:: Task data ::

PR #100, opened 2017-09-06
Update GLX protocol through OpenGL 3.1

nwnk:
The old registry subversion repo had documentation for GLX protocol through OpenGL 3.1 in draft form. The drafts had rough consensus (see Khronos bzs 9885 and 14870) but never got properly merged, so let's fix that.

The new registry repo doesn't include the source for the GLX protocol spec document, so for the moment I've simply appended the new core request encoding for 2.x and 3.0 to glxproto.reserved.txt. For the remaining extension specs I've copied the GLX protocol from the old drafts. Xorg doesn't implement any of this yet. NVIDIA's GLX is documented as supporting at least some of these extensions in indirect contexts, so a double-check that these updates match the implementation would be most welcome.


oddhack:
It looks fine to me. Really if NVIDIA and X.org/Mesa agree we should just take it, but a formal vote of the WG would be nice. @pdaniell-nv can you call for that?

The GLX protocol spec can be regenerated at some point afterwards, certainly.

xml/gl.xml
```diff
@@ -9140,6 +9141,7 @@ typedef unsigned int GLhandleARB;
             <param><ptype>GLenum</ptype> <name>target</name></param>
             <param><ptype>GLuint</ptype> <name>index</name></param>
             <param><ptype>GLuint</ptype> <name>buffer</name></param>
+            <glx type="render" opcode="356"/>
```
cubanismo: Something seems to have gone wrong with the XML portion of the change BeginTransformFeedback has the right opcode, but at least a handful of the other ones I spot-checked don't from my reading of our internal driver code generation data and the specs I dug up on the old internal Khronos bugzilla.  Can you double-check these?

cubanismo:
@nwnk The changes to the extension specs look right, but something's wrong with the XML data.  See comment inline.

:::

Only the lines from the one with "Update GLX protocol through OpenGL 3.1" through the final line above belong in the answer, each retyped exactly.

=== Exercise answer ===
Update GLX protocol through OpenGL 3.1

nwnk:
The old registry subversion repo had documentation for GLX protocol through OpenGL 3.1 in draft form. The drafts had rough consensus (see Khronos bzs 9885 and 14870) but never got properly merged, so let's fix that.

The new registry repo doesn't include the source for the GLX protocol spec document, so for the moment I've simply appended the new core request encoding for 2.x and 3.0 to glxproto.reserved.txt. For the remaining extension specs I've copied the GLX protocol from the old drafts. Xorg doesn't implement any of this yet. NVIDIA's GLX is documented as supporting at least some of these extensions in indirect contexts, so a double-check that these updates match the implementation would be most welcome.


oddhack:
It looks fine to me. Really if NVIDIA and X.org/Mesa agree we should just take it, but a formal vote of the WG would be nice. @pdaniell-nv can you call for that?

The GLX protocol spec can be regenerated at some point afterwards, certainly.

xml/gl.xml
```diff
@@ -9140,6 +9141,7 @@ typedef unsigned int GLhandleARB;
             <param><ptype>GLenum</ptype> <name>target</name></param>
             <param><ptype>GLuint</ptype> <name>index</name></param>
             <param><ptype>GLuint</ptype> <name>buffer</name></param>
+            <glx type="render" opcode="356"/>
```
cubanismo: Something seems to have gone wrong with the XML portion of the change BeginTransformFeedback has the right opcode, but at least a handful of the other ones I spot-checked don't from my reading of our internal driver code generation data and the specs I dug up on the old internal Khronos bugzilla.  Can you double-check these?

cubanismo:
@nwnk The changes to the extension specs look right, but something's wrong with the XML data.  See comment inline.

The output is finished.